Check each line of the material that follows, and copy those holding the string "system".

DATA EXTRACTS START

PR #3312, opened 2017-06-12
PY3: fix request.method being bytes instead of str

nazarewk:
additionally create tuple to begin with instead of list then changing it to tuple

Yielded `TypeError` in [buildbot.authz.endpointmatchers](https://github.com/buildbot/buildbot/blob/master/master/buildbot/www/authz/endpointmatchers.py#L46)


tardyp:
I'd like to see a test that would trig this problem

PR #3327, opened 2017-06-14
Hook plugins

tardyp:
This is a refactor to make the hook system integrated to the plugin system.
This will allow better customizability, and switch the api to an autodiscovery based on twisted.python.reflect.namedModule to our plugin system.

We also change the API to a single function to a class that can potentially store cache.
The classes have access to self.master, but the getChange function cannot return deferred. This has to be done in a follow up PR.

## Contributor Checklist:


seankelly:
This is great.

DATA EXTRACTS END

§ SOLVED PROBLEM
This is a refactor to make the hook system integrated to the plugin system.
This will allow better customizability, and switch the api to an autodiscovery based on twisted.python.reflect.namedModule to our plugin system.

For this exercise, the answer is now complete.